- Original film poster
- French: Le Martien de Noël
- Directed by: Bernard Gosselin
- Written by: Roch Carrier
- Produced by: Rock Demers
- Starring: Marcel Sabourin
- Cinematography: Alain Dostie
- Edited by: André Corriveau
- Music by: Jacques Perron
- Production companies: Faroun Films Les Cinéastes Associés
- Release date: 1971;
- Running time: 65 minutes
- Country: Canada
- Language: French

= The Christmas Martian =

The Christmas Martian (Le Martien de Noël) is a Canadian children's Christmas comedy film, directed by Bernard Gosselin and released in 1971. The film stars Marcel Sabourin as Poo Flower, an extraterrestrial being from Mars who lands his spaceship near a small town in Northern Quebec during the Christmas season, befriending the local children but alarming their parents.
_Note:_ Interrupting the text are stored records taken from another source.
PR #245, opened 2025-08-05
Update command line tests

padelsbach:
This update is needed for PR #234 

- Update simple.yml to use newer WP build process
- Remove build step from the `scripts/cmd_test` test suite to speed things up (by removing calls to `init_openssl` and `init_wolfssl`)
- Allow caller to provide their own openssl binary
- DRY out several blocks of repeated code

### DIFF
--- a/.github/workflows/simple.yml
+++ b/.github/workflows/simple.yml
@@ -13,25 +13,39 @@ concurrency:
 # END OF COMMON SECTION
 
 jobs:
+  build_wolfprovider:
+    uses: ./.github/workflows/build-wolfprovider.yml
+    with:
+      wolfssl_ref: ${{ matrix.wolfssl_ref }}
+      openssl_ref: ${{ matrix.openssl_ref }}
+    strategy:
+      matrix:
+        wolfssl_ref: [ 'master', 'v5.8.0-stable' ]
+        openssl_ref: [ 'master', 'openssl-3.5.0' ]
+        debug: ['WOLFPROV_DEBUG=1', '']
+
   simple_test:
     name: Simple Test
     runs-on: ubuntu-22.04
+    needs: build_wolfprovider
     timeout-minutes: 20
     strategy:
       matrix:
-        openssl_ref: [ 'master', 'openssl-3.5.0' ]
         wolfssl_ref: [ 'master', 'v5.8.0-stable' ]
+        openssl_ref: [ 'master', 'openssl-3.5.0' ]
         force_fail: ['WOLFPROV_FORCE_FAIL=1', '']
-        debug: ['WOLFPROV_DEBUG=1', '']
     steps:
       - name: Checkout wolfProvider
         uses: actions/checkout@v4
+        with:
+          fetch-depth: 1
 
-      # Check if this version of wolfssl/wolfprovider has already been built,
-      # mark to cache these items on post if we do end up building
-      - name: Checking wolfSSL/wolfProvider in cache
-        uses: actions/cache@v4
-        id: wolfprov-cache
+      - name: Retrieving wolfProvider from cache
+        # Debug builds are not currently supported by build-wolfprovider.yml
+        # so those are manually built as a separate step.
+        if: ${{ matrix.debug == '' }}
+        uses: actions/cache/restore@v4
+        id: wolfprov-cache-restore
         with:
           path: |
             wolfssl-install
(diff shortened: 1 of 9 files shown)


.github/workflows/simple.yml
```diff
@@ -13,25 +13,35 @@ concurrency:
...
     runs-on: ubuntu-22.04
+    needs: build_wolfprovider
     timeout-minutes: 20
     strategy:
       matrix:
-        openssl_ref: [ 'master', 'openssl-3.5.0' ]
         wolfssl_ref: [ 'master', 'v5.8.0-stable' ]
+        openssl_ref: [ 'openssl-3.5.0' ]
         force_fail: ['WOLFPROV_FORCE_FAIL=1', '']
-        debug: ['WOLFPROV_DEBUG=1', '']
```
aidangarske, line 25: Can we please keep the debug ref there has been some cases where debug has different behavior than normal.

.github/workflows/simple.yml
```diff
@@ -13,25 +13,35 @@ concurrency:
...
   simple_test:
     name: Simple Test
     runs-on: ubuntu-22.04
+    needs: build_wolfprovider
     timeout-minutes: 20
     strategy:
       matrix:
-        openssl_ref: [ 'master', 'openssl-3.5.0' ]
         wolfssl_ref: [ 'master', 'v5.8.0-stable' ]
+        openssl_ref: [ 'openssl-3.5.0' ]
```
aidangarske, line 34: any reason to remove master openssl ref?

scripts/cmd_test/do-cmd-tests.sh
```diff
@@ -19,42 +19,56 @@
...
-    echo "Please run build-wolfprovider.sh first"
-    exit 1
+    # Find the location of the wolfProvider modules
+    if [ -z "${WOLFPROV_PATH:-}" ]; then
+        export WOLFPROV_PATH=$(find /usr/lib /usr/local/lib -type d -name ossl-modules 2>/dev/null | head -n 1)
+    fi
+    # Set the path to the wolfProvider config file
+    if [ -z "${WOLFPROV_CONFIG:-}" ]; then
+        if [ "${WOLFSSL_ISFIPS:-0}" = "1" ]; then
+            export WOLFPROV_CONFIG="${REPO_ROOT}/provider-fips.conf"
```
aidangarske, line 49: Shouldn't this be set when we do the env-setup? / be able to be set there?

scripts/cmd_test/cmd-test-common.sh
```diff
@@ -0,0 +1,83 @@
...
+        exit 1
+    fi
+
+    # Fail flags
+    FAIL=0
+    FORCE_FAIL_PASSED=0
+
+    # Get the force fail parameter
+    if [ "${WOLFPROV_FORCE_FAIL}" = "1" ]; then
+        echo "Force fail mode enabled for RSA tests"
```
aidangarske, line 39: We should make this so it is dynamic with a var or just say "Force fail mode enabled" only once

scripts/cmd_test/do-cmd-tests.sh
```diff
@@ -19,42 +19,56 @@
...
-init_openssl
+# Ensure we can switch providers before proceeding
+use_default_provider
+use_wolf_provider
 
-echo "=== Running wolfProvider Command-Line Tests ==="
-echo "Using OpenSSL version: ${OPENSSL_TAG}"
-echo "Using wolfSSL version: ${WOLFSSL_TAG}"
+# Get the force fail parameter
+if [ "${WOLFPROV_FORCE_FAIL}" = "1" ]; then
```
aidangarske, line 66: Should we not call this again since we do this when we source the `cmd-test-common.sh`?

scripts/cmd_test/ecc-cmd-test.sh
```diff
@@ -220,6 +158,8 @@ test_sign_verify_pkeyutl() {
     fi
     
     # Test 3: Cross-provider verification (default sign, wolf verify)
+    # print FAIL
```
aidangarske, line 161: Why do we need to print the fail here?

aidangarske (commented):
Thanks for doing this looks a lot cleaner now

.github/workflows/simple.yml
padelsbach: Looks like ossl master has been removed from all other yamls. Should we keep testing it here?

scripts/cmd_test/cmd-test-common.sh
padelsbach: Good catch, will do

.github/workflows/simple.yml
aidangarske: We should honestly be testing this with more versions and not just 3.5.0 mainly for the make check. I would want master at least for the simple test.

.github/workflows/simple.yml
padelsbach: The cache tags don't identify the debug vs non-debug. Eg:

```
key: wolfprov-${{ matrix.wolfssl_ref }}-${{ matrix.openssl_ref }}-${{ github.sha }}
```

padelsbach: Latest push builds the debug version separately. Not optimal, but seems to work

.github/workflows/simple.yml
padelsbach: As discussed on Slack, tried this as a separate PR #247, but found issues with some combinations. Will postpone this work for now

scripts/cmd_test/ecc-cmd-test.sh
```diff
@@ -220,6 +158,7 @@ test_sign_verify_pkeyutl() {
     fi
     
     # Test 3: Cross-provider verification (default sign, wolf verify)
+    echo "Current FAIL status: $FAIL"
```
aidangarske, line 161: Do we still need this?

aidangarske: Looks good other than this

padelsbach: Good catch, will remove

aidangarske (approved):

PR #248, opened 2025-08-05
Fix WPFF runtime checks for key managment functions

aidangarske:
# Description

Added runtime validation and WPFF check in 
- DH - `wp_dh_dup()`, `wp_dh_decode()`, and `wp_dh_encode()`
- ECC  - `wp_ecc_decode_spki()`, `wp_ecc_decode_pki()`
- ECX  - `wp_ecx_dup()`, `wp_ecx_export()`, `wp_ecx_decode()`, `wp_ecx_encode()`
- MAC - `wp_mac_dup()`, `wp_mac_export()`, `wp_mac_gen_init()`
- RSA - `wp_rsa_dup()`, `wp_rsa_decode_spki()`, `wp_rsa_decode_pki()`, `wp_rsa_decode_enc_pki()`, `wp_rsa_encode()`, `wp_rsa_encode_text()`

### DIFF
--- a/src/wp_dh_kmgmt.c
+++ b/src/wp_dh_kmgmt.c
@@ -490,14 +490,12 @@ static int wp_dh_copy_params(const wp_Dh *src, wp_Dh *dst)
  */
 static wp_Dh* wp_dh_dup(const wp_Dh *src, int selection)
 {
-    wp_Dh* dst;
+    wp_Dh* dst = NULL;
 
-    if (!wolfssl_prov_is_running()) {
-        return NULL;
+    if (wolfssl_prov_is_running()) {
+        /* Create a new dh object. */
+        dst = wp_dh_new(src->provCtx);
     }
-
-    /* Create a new DH key object to return. */
-    dst = wp_dh_new(src->provCtx);
     if (dst != NULL) {
         int ok = 1;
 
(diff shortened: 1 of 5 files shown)


src/wp_dh_kmgmt.c
```diff
@@ -492,6 +492,10 @@ static wp_Dh* wp_dh_dup(const wp_Dh *src, int selection)
 {
     wp_Dh* dst;
 
+    if (!wolfssl_prov_is_running()) {
```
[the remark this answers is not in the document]
padelsbach: Per discussion on Slack, early returns are not allowed in our code (but I see what you're going for!)

src/wp_rsa_kmgmt.c
```diff
@@ -3098,6 +3116,10 @@ static int wp_rsa_encode(wp_RsaEncDecCtx* ctx, OSSL_CORE_BIO* cBio,
     int ok = 1;
     int rc;
     BIO *out = wp_corebio_get_bio(ctx->provCtx, cBio);
```
padelsbach, line 3118: Probably doesn't make much of a difference, but we may want to avoid calling `wp_corebio_get_bio` until after checking wpff, for consistency.

Also, I think the check should go after all of the variables.

src/wp_rsa_kmgmt.c
```diff
@@ -4031,6 +4053,10 @@ static int wp_rsa_encode_text(wp_RsaEncDecCtx* ctx, OSSL_CORE_BIO* cBio,
 {
     int ok = 1;
     BIO *out = wp_corebio_get_bio(ctx->provCtx, cBio);
```
padelsbach, line 4055: Same comments here about `wp_corebio_get_bio` and the check following the variables.

src/wp_rsa_kmgmt.c
aidangarske: Ya that makes sense I was wondering that as well. Ill do that thanks

padelsbach (approved):
Looks good. Will give the others a chance to review before merging.

ColtonWilley (approved):

PR #249, opened 2025-08-06
n_fold: fix for carries (reverse add)

SparkiDev:
Also special handling when no adding required.
Improved test to check more constant lengths.

### DIFF
--- a/src/wp_krb5kdf.c
+++ b/src/wp_krb5kdf.c
@@ -292,84 +292,134 @@ static int wp_kdf_krb5kdf_expected_key_size(wp_Krb5kdfCtx* ctx)
  *   s[l] = (constant rot 13*(l/K))[l%k]
  *   block[l % N] += s[l] (with carry)
  * finally add carry if any
+ *
+ * @param [in] block         Block to fill with constant.
+ * @param [in] blocksize     Size of block in bytes.
+ * @param [in] constant      Constant to use for fill.
+ * @param [in] constant_len  Length of constant in bytes. Not zero and less
+ *                           than or equal to blocksize.
  */
 static void n_fold(unsigned char *block, unsigned int blocksize,
                    const unsigned char *constant, size_t constant_len)
 {
-    unsigned int cnt;
-    unsigned int i;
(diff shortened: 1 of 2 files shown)


src/wp_krb5kdf.c
```diff
@@ -292,84 +292,134 @@ static int wp_kdf_krb5kdf_expected_key_size(wp_Krb5kdfCtx* ctx)
...
+    unsigned int cnt;
     unsigned int carry;
-    unsigned int rot;
     unsigned int bi;
-    unsigned int const_len = (unsigned int)constant_len;
+    unsigned int rot;
+    unsigned int i;
+
+    /* Copy in unrotated constant first. */
+    XMEMCPY(block, constant, constant_len);
```
padelsbach, line 315: Should we validate `const_len` before doing this copy? (Not zero and less than or equal to blocksize)

src/wp_krb5kdf.c
```diff
@@ -292,84 +292,134 @@ static int wp_kdf_krb5kdf_expected_key_size(wp_Krb5kdfCtx* ctx)
...
-             /* Store new block value. */
-             block[bi] = (unsigned char)(carry & 0xff);
-             /* Get carry. */
-             carry >>= 8;
-
-             /* Next block index. */
-             bi = (bi + 1) % blocksize;
-         }
-         rot += 13;
+    for (i = cnt - const_len; i >= const_len; i -= const_len) {
```
padelsbach, line 375: Is it possible that `cnt - const_len` underflows or wraps?

src/wp_krb5kdf.c
SparkiDev: It is validated in callers.
It is documented in the function comments that constant_len is not zero and less than or equal to block size.

src/wp_krb5kdf.c
SparkiDev: No.
cnt is the lcm of constant_len and blocksize.
That is it is a multiple of both constant_len (const_len) and blocksize.

PR #251, opened 2025-08-06
Fix privSz for wp_dh_get_params

aidangarske:
# Description 

- `wp_dh_get_params` was returning the pub key size when it should return the private key size here. Seems like a non issue since the keys are usually the same size.


padelsbach:
Is there a test case we should add for this?

PR #258, opened 2025-08-12
Prevent python3-ntp and libhashkit workflows from running on every push

padelsbach:


padelsbach:
> So the changes are not to prevent them from running but to allow them to run on every push. Correct?

No, it's the other way around. It will now only run for pushes to master, main and release branches.

Also, a push to any branch with a PR will trigger it.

The film's cast also includes Catherine Leduc, François Gosselin, Guy L'Écuyer, Roland Chenail, Paul Hébert, Louise Poulin-Roy, Paul Berval, Ernest Guimond, Yvan Canuel, Yvon Leroux and Reine Malo, as well as narration by Marc-André Coallier.

It was the first children's film ever made in Canada by a commercial studio independently of either the National Film Board of Canada or the Canadian Broadcasting Corporation. After producer Rock Demers launched the Tales for All series of children's films in the 1980s, the film was retroactively incorporated into that series.

==Reception==
Canuxploitation, a film blog devoted to Canadian B-movies, wrote that the film was "easily the most insane example of Canadian children's cinema ever conceived. Nonsensical and embarrassingly low-budget, Le Martien de Noël wildly bounces from wacky action sequences to unrelated tangents, all highlighted by special effects even the most distracted seven year-old could see through. In other words, it's great!".

==Availability==
The film has occasionally been rebroadcast on television during the Christmas season, most commonly on science fiction channels. RiffTrax released a version with a mocking audio commentary track on December 15, 2023.